Congrats, man! There ain't much bikes equal or better to buy with your hard earned pesos.


----------



## vizcaino (May 14, 2004)

*Congratulations....*



triphop said:


> Ok guys, just got back from the states and wanted to share with someone my new bike...
> I just CANT WAIT to build it up and hit some trails with her... ok heres some pics of the frame. Ill take some better ones tomorrow on sunlight or something.
> c-ya


Triphop,

Congratulations, the bike looks amazing. Keep us informed when you build it up !.

Cheers,

Fidel.


----------



## triphop (Jul 27, 2004)

vizcaino said:


> Triphop,
> 
> Congratulations, the bike looks amazing. Keep us informed when you build it up !.
> 
> ...


likewise Fidel... uve got to keep us up to date with both ur bikes... how they coming up btw?


----------



## [email protected] (Jul 13, 2005)

Indeed, that's a killer looking frame... say, isn't that a Flex, I mean Flux ?  

Amazing, it seems all of you are hopping on the Turner "combi" down in Mexico... I guess "when in Rome..." ...

I'll have to share a pic of my bikes once I'm done building... in the mean time, I'll attach a pic that I'm sure you'll appreciate... look at it closely and you'll see it's fun for all...

Ciao !


----------



## Warp (May 24, 2004)

[email protected] said:


> Amazing, it seems all of you are hopping on the Turner "combi" down in Mexico... I guess "when in Rome..." ...


In Mexico, those who know, ride a Titus! 



[email protected] said:


> I'll have to share a pic of my bikes once I'm done building... in the mean time, I'll attach a pic that I'm sure you'll appreciate... look at it closely and you'll see it's fun for all...
> 
> Ciao !


I have a Fox Float with a Llessworth AND ICT sticker on it, if you want it to match your bike...


----------



## ritopc (Jul 3, 2004)

*For those who know... pls a Histoy lesson*

Ok, now I am confused.
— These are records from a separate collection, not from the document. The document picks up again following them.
PR #1843, opened 2020-01-13
unitconvert with mjd time format: avoid potential integer overflow

rouault:
Fixes https://bugs.chromium.org/p/oss-fuzz/issues/detail?id=20072


kbevers:
cherry-picked into 6.3 branch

I am aware the tiny mini problems between Turner and Ellsworth. But some one please explain me why a Turner comes in an Ellsworth box with the legend "Those that know ride a Turner"?  . I am sure there is some "lavadero" story behind this.


----------



## tigerdog (Mar 16, 2004)

ritopc said:


> Ok, now I am confused. I am aware the tiny mini problems between Turner and Ellsworth. But some one please explain me why a Turner comes in an Ellsworth box with the legend "Those that know ride a Turner"?  . I am sure there is some "lavadero" story behind this.


Photoshop


----------



## ritopc (Jul 3, 2004)

tigerdog said:


> Photoshop


OK, now i get it..... that is a nice seamless editing.


----------



## [email protected] (Jul 13, 2005)

> I have a Fox Float with a Llessworth AND ICT sticker on it, if you want it to match your bike... 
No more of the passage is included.